- [WHAT YOU HAVE TO DO]: Repeat word for word the opening stretch of the entries, from the first line through the line containing "2. These messages".

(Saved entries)
------------------------------------------------

PR #1399, opened 2026-09-09
Fix deleted external events during a continue-as-new

sophiatev:
We currently have a bug which deletes external events for a continue-as-new. Consider the following sequence:

1. An orchestration continues-as-new, and schedules a task. The task completes with a `TaskCompleted` event sent to the new execution ID of the orchestration, _before the new history of the orchestration has been committed._ In combination, an `EventRaised` is sent to the orchestration (with no target execution ID).
2. These messages both end up in the same message batch in the `OrchestrationSessionManager`. Since the `TaskCompleted` message has an execution ID, this becomes the execution ID of the message batch.
3. When performing the orchestration history fetch to process the message batch, no history is found because the history for the new execution ID has not been committed.
4. When attempting to generated the next work item, `IsOutOfOrder` correctly deems the `TaskCompleted` event as out of order since it has no matching `TaskScheduled` in the empty history. This message is correctly abandoned and retried. The `EventRaised` should also be retried, but the problem occurs at this [line](https://github.com/Azure/durabletask/blob/b385165ac10ecebbf183fdfdb07db33307756792/src/DurableTask.AzureStorage/AzureStorageOrchestrationService.cs#L833) - since the `EventRaised` does not match the execution ID of the orchestration session, it is first correctly added to the abandon list. However, because there end up being no messages to delete, our current logic decides that all of the messages must have been external events with no target execution ID, and it must be the case that the orchestration has completed or been purged. It neglects to take into account the situation where an orchestration continues-as-new, which is why no history was returned for the session's execution ID. This PR simply updates the logic to take this scenario into account by only allowing a full delete of messages if the session's execution ID is null. This means that there cannot be a race condition involving different execution IDs. The most recently stored execution ID would have been prefetched, and so it is indeed safe to say that either there is no history or the orchestration has completed.

### DIFF
--- a/src/DurableTask.AzureStorage/AzureStorageOrchestrationService.cs
+++ b/src/DurableTask.AzureStorage/AzureStorageOrchestrationService.cs
@@ -802,7 +802,7 @@ namespace DurableTask.AzureStorage
                         TraceContext = currentRequestTraceContext,
                     };
 
-                    string warningMessage = await this.IsExecutableInstanceAsync(
+                    (string warningMessage, bool isKnownTerminalInstance) = await this.IsExecutableInstanceAsync(
                         session.RuntimeState,
                         orchestrationWorkItem.NewMessages,
                         settings.AllowReplayingTerminalInstances,
@@ -829,12 +829,15 @@ namespace DurableTask.AzureStorage
 
                         // If no messages have a matching execution ID, then delete all of them. This means all the
                         // messages are external (external events, termination, etc.) and were sent to an instance that
-                        // doesn't exist or is no longer in a running state.
-                        // This is only safe to do if the session's execution ID is itself null, otherwise the history
-                        // could be missing due to trying to fetch a particular execution ID that no longer exists for
-                        // example due to a continue-as-new. In that case we do not want to delete the external messages
-                        // but rather retry them on the current execution
-                        if (messagesToDiscard.Count == 0 && session.Instance.ExecutionId == null)
+                        // doesn't exist or is no longer in a running state:
+                        // - If the session's ExecutionId is null, that means no history exists for this instance at all
+                        // (since the session adopts whatever ExecutionId it finds in history, if it was not already set)
+                        // - If the ExecutionId is non-null, then either there exists state for a terminal instance, or
+                        // some of the messages in the batch had an execution ID with no matching history. In the first case,
+                        // we want to delete the message, in the second case we want to abandon it. To distinguish between the two,
+                        // IsExecutableInstanceAsync explicitly reports whether the instance is known to be terminal.
+                        if (messagesToDiscard.Count == 0 &&
+                            (session.Instance.ExecutionId == null || isKnownTerminalInstance))
                         {
                             messagesToDiscard.AddRange(messagesToAbandon);
                             messagesToAbandon.Clear();
@@ -1070,7 +1073,7 @@ namespace DurableTask.AzureStorage
                 data.Episode.GetValueOrDefault(-1));
         }
 
-        async Task<string> IsExecutableInstanceAsync(
+        async Task<(string WarningMessage, bool IsKnownTerminalInstance)> IsExecutableInstanceAsync(
             OrchestrationRuntimeState runtimeState,
             IList<TaskMessage> newMessages,
             bool allowReplayingTerminalInstances,
@@ -1082,7 +1085,7 @@ namespace DurableTask.AzureStorage
 
                 if (DurableTask.Core.Common.Entities.AutoStart(instanceId, newMessages))
                 {
-                    return null;
+                    return (null, false);
                 }
                 else
                 {
@@ -1093,7 +1096,7 @@ namespace DurableTask.AzureStorage
                         await this.trackingStore.UpdateStatusForTerminationAsync(
                             instanceId,
                             executionTerminatedEvent);
-                        return $"Instance is {OrchestrationStatus.Terminated}";
+                        return ($"Instance is {OrchestrationStatus.Terminated}", true);
                     }
 
                     // A non-zero event count usually happens when an instance's history is overwritten by a
@@ -1103,7 +1106,9 @@ namespace DurableTask.AzureStorage
                     // the old history and we receive a message from the old instance (this happens frequently
                     // with canceled durable timer messages) we'll end up loading just the history that hasn't
                     // been fully overwritten. We know it's invalid because it's missing the ExecutionStartedEvent.
-                    return runtimeState.Events.Count == 0 ? "No such instance" : "Invalid history (may have been overwritten by a newer instance)";
+                    return (
+                        runtimeState.Events.Count == 0 ? "No such instance" : "Invalid history (may have been overwritten by a newer instance)",
+                        false);
                 }
             }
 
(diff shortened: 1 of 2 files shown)


test/DurableTask.AzureStorage.Tests/AzureStorageScenarioTests.cs
```diff
@@ -3950,6 +3950,171 @@ await service.SendTaskOrchestrationMessageAsync(
...
+                ControlQueueVisibilityTimeout = TimeSpan.FromSeconds(5),
+                UseAppLease = false,
+            };
+
+            try
+            {
+                service = new AzureStorageOrchestrationService(settings);
+                await service.CreateAsync();
+
+                OrchestrationHistory emptyHistory = await service.TrackingStore.GetHistoryEventsAsync(
```
nytian, line 4391: Can  we add some comments here for what each step is doing? I am trying to understand how we simulate the situation and why it works. Thanks

sophiatev: Yeah very good point, I added comments in the newest commit

src/DurableTask.AzureStorage/AzureStorageOrchestrationService.cs
```diff
@@ -830,7 +830,11 @@ async Task<TaskOrchestrationWorkItem> LockNextTaskOrchestrationWorkItemAsync(boo
                         // If no messages have a matching execution ID, then delete all of them. This means all the
                         // messages are external (external events, termination, etc.) and were sent to an instance that
                         // doesn't exist or is no longer in a running state.
-                        if (messagesToDiscard.Count == 0)
+                        // This is only safe to do if the session's execution ID is itself null, otherwise the history
+                        // could be missing due to trying to fetch a particular execution ID that no longer exists for
+                        // example due to a continue-as-new. In that case we do not want to delete the external messages
+                        // but rather retry them on the current execution
+                        if (messagesToDiscard.Count == 0 && session.Instance.ExecutionId == null)
```
bachuv: Did you check this change across the different orchestration states and message types to make sure messages that should be discarded aren’t retried? Do we have tests for those cases?

sophiatev: Thank you so much for asking this question, it actually unearthed a bug I had in my implementation where indeed something that should have been discarded (external event sent to a completed orchestration) was retried. This has been fixed in the latest commit, and tests have been added to confirm that external events sent to non-existent orchestrations and to terminal orchestrations are deleted as they should be.

src/DurableTask.AzureStorage/AzureStorageOrchestrationService.cs
```diff
@@ -829,8 +829,15 @@ async Task<TaskOrchestrationWorkItem> LockNextTaskOrchestrationWorkItemAsync(boo
...
-                        if (messagesToDiscard.Count == 0)
+                        // doesn't exist or is no longer in a running state:
+                        // - If the session's ExecutionId is null, that means no history exists for this instance at all
+                        // (since the session adopts whatever ExecutionId it finds in history, if it was not already set)
+                        // - If the ExecutionId is non-null, then either there exists state for a terminal instance, or
+                        // some of the messages in the batch had an execution ID with no matching history. In the first case,
+                        // we want to delete the message, in the second case we want to abandon it. To distinguish between the two,
+                        // IsExecutableInstanceAsync explicitly reports whether the instance is known to be terminal.
+                        if (messagesToDiscard.Count == 0 &&
+                            (session.Instance.ExecutionId == null || isKnownTerminalInstance))
```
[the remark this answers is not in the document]
sophiatev: I don't think we should accommodate this scenario - there are two scenarios where IsExecutable would return false, one is a terminal instances, another is an instance with invalid history (no ExecutionStarted) or empty history. This check means that for an invalid history we would continue retrying the message, which I don't think we should.

nytian (dismissed):

test/DurableTask.AzureStorage.Tests/AzureStorageScenarioTests.cs
```diff
@@ -2947,6 +2954,13 @@ public async Task TestWorkerFailingDuringCompleteWorkItemCallCompletedOrchestrat
                 Assert.AreEqual(OrchestrationStatus.Completed, status.OrchestrationStatus);
                 Assert.AreEqual(input, JToken.Parse(status.Output).ToString());
                 Assert.AreEqual(input, JToken.Parse(status.Input).ToString());
+                if (!terminate)
+                {
+                    Assert.AreEqual(
+                        0,
+                        await GetControlQueueMessageCountAsync(host.service),
+                        "The external event sent to the completed orchestration should be deleted.");
```
bachuv: Could we also assert that the queue is empty for the failed and terminated cases and add a terminal-orchestration test with a mixed batch of execution-specific and external-event messages?

sophiatev: Done!

src/DurableTask.AzureStorage/AzureStorageOrchestrationService.cs
```diff
@@ -827,10 +827,11 @@ async Task<TaskOrchestrationWorkItem> LockNextTaskOrchestrationWorkItemAsync(boo
...
 
-                        // If no messages have a matching execution ID, then delete all of them. This means all the
-                        // messages are external (external events, termination, etc.) and were sent to an instance that
-                        // doesn't exist or is no longer in a running state.
-                        if (messagesToDiscard.Count == 0)
+                        // If the instance is known to be terminal, delete all messages.
+                        // We don't necessarily want to do this for an instance with an empty history, because it
+                        // could be that there is no history for the specific execution attached to session.Instance.ExecutionId.
+                        // In this case, we would want to retry any external events that do not target a specific execution ID.
+                        if (isKnownTerminalInstance)
```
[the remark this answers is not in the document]
sophiatev: But this logic could never impact a continue-as-new since the instance is non-terminal by definition in that case

src/DurableTask.AzureStorage/AzureStorageOrchestrationService.cs
```diff
@@ -827,10 +827,16 @@ async Task<TaskOrchestrationWorkItem> LockNextTaskOrchestrationWorkItemAsync(boo
                             }
                         }
 
-                        // If no messages have a matching execution ID, then delete all of them. This means all the
-                        // messages are external (external events, termination, etc.) and were sent to an instance that
-                        // doesn't exist or is no longer in a running state.
-                        if (messagesToDiscard.Count == 0)
+                        bool matchingExecutionMessageWasAbandoned = outOfOrderMessages?.Any(
+                            msg => msg.TaskMessage.OrchestrationInstance.ExecutionId == session.Instance.ExecutionId) == true;
```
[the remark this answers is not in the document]
sophiatev: With one stale `TaskCompleted(E1)` and `EventRaised(null)`:

1. `TaskCompleted` is marked out of order, abandoned with a visibility delay, and removed from the session.

2. `matchingExecutionMessageWasAbandoned` is true, so `EventRaised` is deferred.

3. On session release, only the deferred `EventRaised(null)` is immediately re-added to the pending manager. The abandoned `TaskCompleted` is not included.

4. The new null-ID batch fetches the latest terminal history.

5. On this second pass, there are no out-of-order messages, so `matchingExecutionMessageWasAbandoned` is false and `messagesToDiscard.Count` is zero.

6. The event is promoted to `messagesToDiscard` and deleted.

Therefore, it normally costs one extra dequeue but does not loop indefinitely. The stale `TaskCompleted` could theoretically become visible and rejoin before the event-only batch finishes prefetching, causing another deferral, but its abandonment uses exponential backoff. That is not the claimed tight release loop.

bachuv (approved):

------------------------------------------------

- [REPLY]:
PR #1399, opened 2026-09-09
Fix deleted external events during a continue-as-new

sophiatev:
We currently have a bug which deletes external events for a continue-as-new. Consider the following sequence:

1. An orchestration continues-as-new, and schedules a task. The task completes with a `TaskCompleted` event sent to the new execution ID of the orchestration, _before the new history of the orchestration has been committed._ In combination, an `EventRaised` is sent to the orchestration (with no target execution ID).
2. These messages both end up in the same message batch in the `OrchestrationSessionManager`. Since the `TaskCompleted` message has an execution ID, this becomes the execution ID of the message batch.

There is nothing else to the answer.